Repeat only the stretch of lines below that runs from the line with "Should make frontend" through the line with "for processing later.", unaltered.

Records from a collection
[Start of section]

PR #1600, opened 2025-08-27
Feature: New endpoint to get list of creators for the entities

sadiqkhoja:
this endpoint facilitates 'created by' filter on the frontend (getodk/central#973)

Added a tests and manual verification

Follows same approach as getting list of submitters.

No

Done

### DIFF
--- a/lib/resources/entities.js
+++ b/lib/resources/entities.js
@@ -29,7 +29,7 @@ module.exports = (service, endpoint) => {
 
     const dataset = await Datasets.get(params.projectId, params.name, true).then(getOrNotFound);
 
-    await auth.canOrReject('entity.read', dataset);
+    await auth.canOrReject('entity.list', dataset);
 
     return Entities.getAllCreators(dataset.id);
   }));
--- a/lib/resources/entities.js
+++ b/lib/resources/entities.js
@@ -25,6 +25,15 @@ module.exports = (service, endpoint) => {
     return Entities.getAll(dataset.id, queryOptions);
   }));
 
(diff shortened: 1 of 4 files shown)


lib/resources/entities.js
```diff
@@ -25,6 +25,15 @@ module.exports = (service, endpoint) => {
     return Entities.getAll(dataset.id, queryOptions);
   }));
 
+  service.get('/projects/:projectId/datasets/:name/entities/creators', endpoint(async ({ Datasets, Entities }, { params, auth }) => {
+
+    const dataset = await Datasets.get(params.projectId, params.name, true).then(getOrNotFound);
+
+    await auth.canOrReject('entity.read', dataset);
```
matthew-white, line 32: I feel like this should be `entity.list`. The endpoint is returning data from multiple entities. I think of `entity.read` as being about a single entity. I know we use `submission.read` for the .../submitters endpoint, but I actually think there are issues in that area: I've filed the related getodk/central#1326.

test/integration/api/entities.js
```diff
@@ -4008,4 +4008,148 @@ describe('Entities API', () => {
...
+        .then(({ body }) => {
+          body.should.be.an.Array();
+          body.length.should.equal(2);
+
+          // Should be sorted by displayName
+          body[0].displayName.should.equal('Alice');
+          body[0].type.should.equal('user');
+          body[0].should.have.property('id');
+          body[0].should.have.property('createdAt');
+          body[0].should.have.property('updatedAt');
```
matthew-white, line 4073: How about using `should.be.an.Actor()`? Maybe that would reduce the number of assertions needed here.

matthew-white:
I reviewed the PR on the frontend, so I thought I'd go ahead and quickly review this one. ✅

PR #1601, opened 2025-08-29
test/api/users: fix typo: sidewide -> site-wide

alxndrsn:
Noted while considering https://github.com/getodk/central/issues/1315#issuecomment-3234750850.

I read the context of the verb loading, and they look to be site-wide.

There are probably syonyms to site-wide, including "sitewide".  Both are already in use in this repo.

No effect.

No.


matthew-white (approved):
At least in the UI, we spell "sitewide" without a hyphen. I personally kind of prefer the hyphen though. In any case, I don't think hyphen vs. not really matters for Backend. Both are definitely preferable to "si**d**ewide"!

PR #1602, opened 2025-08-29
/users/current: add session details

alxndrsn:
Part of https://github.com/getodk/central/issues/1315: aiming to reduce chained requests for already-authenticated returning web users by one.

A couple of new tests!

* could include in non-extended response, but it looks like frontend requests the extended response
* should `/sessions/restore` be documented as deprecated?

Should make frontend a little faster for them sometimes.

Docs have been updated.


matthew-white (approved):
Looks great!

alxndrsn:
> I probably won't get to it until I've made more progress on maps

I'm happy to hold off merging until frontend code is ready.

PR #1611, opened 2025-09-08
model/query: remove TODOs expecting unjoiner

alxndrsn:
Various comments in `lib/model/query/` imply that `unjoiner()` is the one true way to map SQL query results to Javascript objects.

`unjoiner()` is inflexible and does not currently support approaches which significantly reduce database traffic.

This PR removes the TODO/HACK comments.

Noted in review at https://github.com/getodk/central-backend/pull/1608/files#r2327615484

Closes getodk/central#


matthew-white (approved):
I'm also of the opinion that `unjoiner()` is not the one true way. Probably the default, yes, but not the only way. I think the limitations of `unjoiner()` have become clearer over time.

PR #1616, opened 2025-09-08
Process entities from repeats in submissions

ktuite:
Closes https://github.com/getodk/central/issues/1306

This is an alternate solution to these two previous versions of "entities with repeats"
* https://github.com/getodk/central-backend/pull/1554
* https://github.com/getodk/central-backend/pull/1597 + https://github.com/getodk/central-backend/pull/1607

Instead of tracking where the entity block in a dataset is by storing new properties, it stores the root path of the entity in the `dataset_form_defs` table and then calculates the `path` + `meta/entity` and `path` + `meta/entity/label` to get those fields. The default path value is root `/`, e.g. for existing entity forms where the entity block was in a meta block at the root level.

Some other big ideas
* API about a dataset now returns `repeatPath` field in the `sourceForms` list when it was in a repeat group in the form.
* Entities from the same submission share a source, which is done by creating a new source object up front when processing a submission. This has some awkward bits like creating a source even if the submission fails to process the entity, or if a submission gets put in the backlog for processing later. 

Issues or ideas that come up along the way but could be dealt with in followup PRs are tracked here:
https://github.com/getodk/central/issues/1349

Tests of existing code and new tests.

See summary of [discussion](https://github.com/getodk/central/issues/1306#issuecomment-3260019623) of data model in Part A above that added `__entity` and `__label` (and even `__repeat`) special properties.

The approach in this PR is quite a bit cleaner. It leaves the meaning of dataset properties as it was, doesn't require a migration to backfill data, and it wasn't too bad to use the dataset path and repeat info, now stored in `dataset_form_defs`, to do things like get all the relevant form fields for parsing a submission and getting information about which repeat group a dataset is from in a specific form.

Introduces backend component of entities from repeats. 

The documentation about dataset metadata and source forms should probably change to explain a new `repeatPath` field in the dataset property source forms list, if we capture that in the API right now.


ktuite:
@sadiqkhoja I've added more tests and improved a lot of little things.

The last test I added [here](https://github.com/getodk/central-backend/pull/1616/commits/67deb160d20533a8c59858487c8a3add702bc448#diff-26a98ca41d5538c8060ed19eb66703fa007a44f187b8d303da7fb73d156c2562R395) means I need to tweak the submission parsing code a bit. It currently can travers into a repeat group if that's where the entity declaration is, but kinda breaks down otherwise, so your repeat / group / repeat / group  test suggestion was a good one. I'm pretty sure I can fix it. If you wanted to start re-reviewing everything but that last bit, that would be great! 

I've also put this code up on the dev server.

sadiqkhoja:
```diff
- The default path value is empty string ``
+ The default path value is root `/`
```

[End of section]

(Answer section):
Should make frontend a little faster for them sometimes.

Docs have been updated.


matthew-white (approved):
Looks great!

alxndrsn:
> I probably won't get to it until I've made more progress on maps

I'm happy to hold off merging until frontend code is ready.

PR #1611, opened 2025-09-08
model/query: remove TODOs expecting unjoiner

alxndrsn:
Various comments in `lib/model/query/` imply that `unjoiner()` is the one true way to map SQL query results to Javascript objects.

`unjoiner()` is inflexible and does not currently support approaches which significantly reduce database traffic.

This PR removes the TODO/HACK comments.

Noted in review at https://github.com/getodk/central-backend/pull/1608/files#r2327615484

Closes getodk/central#


matthew-white (approved):
I'm also of the opinion that `unjoiner()` is not the one true way. Probably the default, yes, but not the only way. I think the limitations of `unjoiner()` have become clearer over time.

PR #1616, opened 2025-09-08
Process entities from repeats in submissions

ktuite:
Closes https://github.com/getodk/central/issues/1306

This is an alternate solution to these two previous versions of "entities with repeats"
* https://github.com/getodk/central-backend/pull/1554
* https://github.com/getodk/central-backend/pull/1597 + https://github.com/getodk/central-backend/pull/1607

Instead of tracking where the entity block in a dataset is by storing new properties, it stores the root path of the entity in the `dataset_form_defs` table and then calculates the `path` + `meta/entity` and `path` + `meta/entity/label` to get those fields. The default path value is root `/`, e.g. for existing entity forms where the entity block was in a meta block at the root level.

Some other big ideas
* API about a dataset now returns `repeatPath` field in the `sourceForms` list when it was in a repeat group in the form.
* Entities from the same submission share a source, which is done by creating a new source object up front when processing a submission. This has some awkward bits like creating a source even if the submission fails to process the entity, or if a submission gets put in the backlog for processing later. 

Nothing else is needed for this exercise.